━━━ Supplied entries

Issue #325, opened 2024-08-19
UpdateSelector needs to be decoupled


Krock21:
UpdateSelector has fixed amount of values now that do not cover all combinations of possible and reasonable updates.

In my case I wanted to update HttpProxy and QueryTrackers, and only UpdateSelector: StatelessOnly allows me to do it and it forces me to update execNodes and DataNodes too.

I suggest either:
- Making UpdateSelector masked and composable from every component, like `QUERY_TRACKER | HTTP_PROXY`
- Splitting it to many different selectors who are `true` by default: `updateQueryTracker: true; updateHttpProxy=true...`

koct9i:
```
type ComponentUpdateSelector struct {
  Component CompontntKind // required enum
  Name string // optional instance group name
  Update true // default false
}

type YtsaurusSpec struct {
  ...
  UpdateSelectors []ComponentUpdateSelector
  ...
}
```

l0kix2:
I guess some groups of component kinds should be supported (something like current StatelessOnly and stuff, but need think bit better about it than last time)

koct9i:
As I see there are three levels:
1. Masters
2. Stateful - DataNodes and TabletNodes
3. Stateless - all others

So, we could rearrange existing enum to reflect that.
And reuse it in new selector.

l0kix2:
Also we need:
1) to preserve current default behaviour: "update everything" for users who don't care about selective updates
2) to have "all updates blocked" switch.

From the config ux/code perspective it would be convienient to have empty value as nothing and group selector "Everything", but it will require "Everything" to be default value here on crd level (which I don't like very much, but guess it is fine). I don't know if list field can have default value though.

koct9i:
Does not update and show explaining status is safe and sane default option.

l0kix2:
> Does not update and show explaining status is safe and sane default option.
I don't know if our users is expecting that they will need to expicitly set field in their spec to be able to update cluster, but maybe it is ok. Need to discuss

koct9i:
I expect that all known users are smart enough.

l0kix2:
I guess if we are adding new field we can switch the default to "No updates" if we introduce some kind of "UpdateBlocked" status for the resource (with event maybe)

l0kix2:
So to sum things up:
[...]

PR #383, opened 2024-11-04
Add multiple update selectors

wilwell:
This PR introduces the functionality of multiple update selectors.

Instead of outdated `UpdateSelector` users can use `UpdatePlan` with list of `ComponentUpdateSelector` inside it.
Each  `ComponentUpdateSelector` can either contain `ComponentClass` or `Component`.  

`ComponentClass` contains `Everything, Nothing, Stateless` groups of component. If operator sees `Nothing` component class, then all updates are forbidden. 
`Component` could has `Type` and  `Name`  fields. If `Name` is not set then all components with this `Type` will be updated.

Also I've added webhook check, that empty `UpdatePlan` is forbidden. In case if `UpdatePlan` is not set operator uses values of deprecated `UpdateSelector` for smoother transition between versions.


controllers/sync.go
```diff
@@ -393,60 +393,75 @@ type updateMeta struct {
...
+		return ytv1.UpdateFlowMaster
 	}
+	if component == consts.TabletNodeType {
+		return ytv1.UpdateFlowTabletNodes
+	}
+	if component == consts.DataNodeType || component == consts.ExecNodeType {
+		return ytv1.UpdateFlowFull
+	}
+	return ytv1.UpdateFlowStateless
+}
```
l0kix2, line 407: I see this PR is raw yet, but just want to emphasize some things.
Obviously to add updateSelectors field is not challenging part of the issue, but to correctly update each component (or combination of components) selected by it, so all required pre and post steps were executed.

Currently we have some flows for component updates:
**master**
- PossibilityCheck
- WaitingForSafeModeEnabled
- WaitingForSnapshots
- WaitingForPodsRemoval
- WaitingForPodsCreation
- WaitingForMasterExitReadOnly
- WaitingForSafeModeDisabled

**tablet nodes**
- PossibilityCheck
- WaitingForTabletCellsSaving
- WaitingForTabletCellsRemovingStart
- WaitingForTabletCellsRemoved
- WaitingForPodsRemoval
- WaitingForPodsCreation
- WaitingForTabletCellsRecovery

**stateless**
- WaitingForPodsRemoval
- WaitingForPodsCreation
- WaitingForOpArchiveUpdatingPrepare
- WaitingForOpArchiveUpdate
- WaitingForQTStateUpdatingPrepare
- WaitingForQTStateUpdate

**everything**
- PossibilityCheck
- WaitingForSafeModeEnabled
- WaitingForTabletCellsSaving
- WaitingForTabletCellsRemovingStart
- WaitingForTabletCellsRemoved
- WaitingForSnapshots
- WaitingForPodsRemoval
- WaitingForPodsCreation
- WaitingForMasterExitReadOnly
- WaitingForTabletCellsRecovery
- WaitingForOpArchiveUpdatingPrepare
- WaitingForOpArchiveUpdate
- WaitingForQTStateUpdatingPrepare
- WaitingForQTStateUpdate
- WaitingForSafeModeDisabled

As you see `everything` includes (basically copy-pastes) parts `master`,`tnds`,`stateless` flows.
And 
if you want implement `UpdateSelectors = {component=scheduler}` you have to add flow for scheduler with `WaitingForOpArchiveUpdatingPrepare/WaitingForOpArchiveUpdate/WaitingForQTStateUpdatingPrepare/WaitingForQTStateUpdate`
if you want to implement `UpdateSelectors = {component=qt}` you have to add flow with `WaitingForQTStateUpdatingPrepare/WaitingForQTStateUpdate`
and so on.
So this predefined flows code is a dead end way if we want to achieve update granularity we want. So we should somehow concatenate workflows for particular components.

And i think the most simplest way here is to do this change with introducing Linear update (https://github.com/ytsaurus/ytsaurus-k8s-operator/issues/115).
I assume the flow in the code should look something like that:
```
# update flow
if discoveryType in toUpdateList: // updatable by selector and require update
	remove/create discovery pods

if httpProxy in updateList:
       remove/create hp pods
// tcp proxy
// rpc proxy
// data nodes
// exec nodes
// master cache

if tabletNodes in updateList:
     - PossibilityCheck
     - WaitingForTabletCellsSaving
     - WaitingForTabletCellsRemovingStart
     - WaitingForTabletCellsRemoved
     - WaitingForPodsRemoval
     - WaitingForPodsCreation
     - WaitingForTabletCellsRecovery

// ui
// ca
// yqla (but soon also will have pre-update jobs)
// sch with its flow
// qt with its flow
// qa with its flow
// strawberry
// master with its flow (updating in the end, because it should never be newer than other components)
```
Initializing flow is the same, but master in the beginning.

So basically I think we need here to:
1) resolve updateSelectors in a list of allowed components, match it with all component's statuses so we have a list of components we plan to update, sort it according to predefined order, choose first one we will update in this reconcillation loop, put it in `UpdateStatus.Components` 
2) check current `UpdateStatus.State` and `UpdateStatus.Conditions` and either call components.sync and requeue or set next State of this component flow and requeue.

I understand it is a bit vague overview, but maybe it helps.

l0kix2:
Please rebase on the main branch since https://github.com/ytsaurus/ytsaurus-k8s-operator/pull/387 is merged — which have couple of new stages in the flows

controllers/sync.go
```diff
@@ -393,103 +393,116 @@ type updateMeta struct {
...
```
l0kix2, line 407: Since we have combination of selectors that wouldn't be possible to cover with existing flow (like like `master+http proxies` will go to everything and will update tablet nodes which wasn't allowed by selector) we have to make changes in flows code.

━━━━━━

**What you have to do:** This exercise calls for an exact reproduction of the material.

**Task result:**
Issue #325, opened 2024-08-19
UpdateSelector needs to be decoupled


Krock21:
UpdateSelector has fixed amount of values now that do not cover all combinations of possible and reasonable updates.

In my case I wanted to update HttpProxy and QueryTrackers, and only UpdateSelector: StatelessOnly allows me to do it and it forces me to update execNodes and DataNodes too.

I suggest either:
- Making UpdateSelector masked and composable from every component, like `QUERY_TRACKER | HTTP_PROXY`
- Splitting it to many different selectors who are `true` by default: `updateQueryTracker: true; updateHttpProxy=true...`

koct9i:
```
type ComponentUpdateSelector struct {
  Component CompontntKind // required enum
  Name string // optional instance group name
  Update true // default false
}

type YtsaurusSpec struct {
  ...
  UpdateSelectors []ComponentUpdateSelector
  ...
}
```

l0kix2:
I guess some groups of component kinds should be supported (something like current StatelessOnly and stuff, but need think bit better about it than last time)

koct9i:
As I see there are three levels:
1. Masters
2. Stateful - DataNodes and TabletNodes
3. Stateless - all others

So, we could rearrange existing enum to reflect that.
And reuse it in new selector.

l0kix2:
Also we need:
1) to preserve current default behaviour: "update everything" for users who don't care about selective updates
2) to have "all updates blocked" switch.

From the config ux/code perspective it would be convienient to have empty value as nothing and group selector "Everything", but it will require "Everything" to be default value here on crd level (which I don't like very much, but guess it is fine). I don't know if list field can have default value though.

koct9i:
Does not update and show explaining status is safe and sane default option.

l0kix2:
> Does not update and show explaining status is safe and sane default option.
I don't know if our users is expecting that they will need to expicitly set field in their spec to be able to update cluster, but maybe it is ok. Need to discuss

koct9i:
I expect that all known users are smart enough.

l0kix2:
I guess if we are adding new field we can switch the default to "No updates" if we introduce some kind of "UpdateBlocked" status for the resource (with event maybe)

l0kix2:
So to sum things up:
[...]

PR #383, opened 2024-11-04
Add multiple update selectors

wilwell:
This PR introduces the functionality of multiple update selectors.

Instead of outdated `UpdateSelector` users can use `UpdatePlan` with list of `ComponentUpdateSelector` inside it.
Each  `ComponentUpdateSelector` can either contain `ComponentClass` or `Component`.  

`ComponentClass` contains `Everything, Nothing, Stateless` groups of component. If operator sees `Nothing` component class, then all updates are forbidden. 
`Component` could has `Type` and  `Name`  fields. If `Name` is not set then all components with this `Type` will be updated.

Also I've added webhook check, that empty `UpdatePlan` is forbidden. In case if `UpdatePlan` is not set operator uses values of deprecated `UpdateSelector` for smoother transition between versions.


controllers/sync.go
```diff
@@ -393,60 +393,75 @@ type updateMeta struct {
...
+		return ytv1.UpdateFlowMaster
 	}
+	if component == consts.TabletNodeType {
+		return ytv1.UpdateFlowTabletNodes
+	}
+	if component == consts.DataNodeType || component == consts.ExecNodeType {
+		return ytv1.UpdateFlowFull
+	}
+	return ytv1.UpdateFlowStateless
+}
```
l0kix2, line 407: I see this PR is raw yet, but just want to emphasize some things.
Obviously to add updateSelectors field is not challenging part of the issue, but to correctly update each component (or combination of components) selected by it, so all required pre and post steps were executed.

Currently we have some flows for component updates:
**master**
- PossibilityCheck
- WaitingForSafeModeEnabled
- WaitingForSnapshots
- WaitingForPodsRemoval
- WaitingForPodsCreation
- WaitingForMasterExitReadOnly
- WaitingForSafeModeDisabled

**tablet nodes**
- PossibilityCheck
- WaitingForTabletCellsSaving
- WaitingForTabletCellsRemovingStart
- WaitingForTabletCellsRemoved
- WaitingForPodsRemoval
- WaitingForPodsCreation
- WaitingForTabletCellsRecovery

**stateless**
- WaitingForPodsRemoval
- WaitingForPodsCreation
- WaitingForOpArchiveUpdatingPrepare
- WaitingForOpArchiveUpdate
- WaitingForQTStateUpdatingPrepare
- WaitingForQTStateUpdate

**everything**
- PossibilityCheck
- WaitingForSafeModeEnabled
- WaitingForTabletCellsSaving
- WaitingForTabletCellsRemovingStart
- WaitingForTabletCellsRemoved
- WaitingForSnapshots
- WaitingForPodsRemoval
- WaitingForPodsCreation
- WaitingForMasterExitReadOnly
- WaitingForTabletCellsRecovery
- WaitingForOpArchiveUpdatingPrepare
- WaitingForOpArchiveUpdate
- WaitingForQTStateUpdatingPrepare
- WaitingForQTStateUpdate
- WaitingForSafeModeDisabled

As you see `everything` includes (basically copy-pastes) parts `master`,`tnds`,`stateless` flows.
And 
if you want implement `UpdateSelectors = {component=scheduler}` you have to add flow for scheduler with `WaitingForOpArchiveUpdatingPrepare/WaitingForOpArchiveUpdate/WaitingForQTStateUpdatingPrepare/WaitingForQTStateUpdate`
if you want to implement `UpdateSelectors = {component=qt}` you have to add flow with `WaitingForQTStateUpdatingPrepare/WaitingForQTStateUpdate`
and so on.
So this predefined flows code is a dead end way if we want to achieve update granularity we want. So we should somehow concatenate workflows for particular components.

And i think the most simplest way here is to do this change with introducing Linear update (https://github.com/ytsaurus/ytsaurus-k8s-operator/issues/115).
I assume the flow in the code should look something like that:
```
# update flow
if discoveryType in toUpdateList: // updatable by selector and require update
	remove/create discovery pods

if httpProxy in updateList:
       remove/create hp pods
// tcp proxy
// rpc proxy
// data nodes
// exec nodes
// master cache

if tabletNodes in updateList:
     - PossibilityCheck
     - WaitingForTabletCellsSaving
     - WaitingForTabletCellsRemovingStart
     - WaitingForTabletCellsRemoved
     - WaitingForPodsRemoval
     - WaitingForPodsCreation
     - WaitingForTabletCellsRecovery

// ui
// ca
// yqla (but soon also will have pre-update jobs)
// sch with its flow
// qt with its flow
// qa with its flow
// strawberry
// master with its flow (updating in the end, because it should never be newer than other components)
```
Initializing flow is the same, but master in the beginning.

So basically I think we need here to:
1) resolve updateSelectors in a list of allowed components, match it with all component's statuses so we have a list of components we plan to update, sort it according to predefined order, choose first one we will update in this reconcillation loop, put it in `UpdateStatus.Components` 
2) check current `UpdateStatus.State` and `UpdateStatus.Conditions` and either call components.sync and requeue or set next State of this component flow and requeue.

I understand it is a bit vague overview, but maybe it helps.

l0kix2:
Please rebase on the main branch since https://github.com/ytsaurus/ytsaurus-k8s-operator/pull/387 is merged — which have couple of new stages in the flows

controllers/sync.go
```diff
@@ -393,103 +393,116 @@ type updateMeta struct {
...
```
l0kix2, line 407: Since we have combination of selectors that wouldn't be possible to cover with existing flow (like like `master+http proxies` will go to everything and will update tablet nodes which wasn't allowed by selector) we have to make changes in flows code.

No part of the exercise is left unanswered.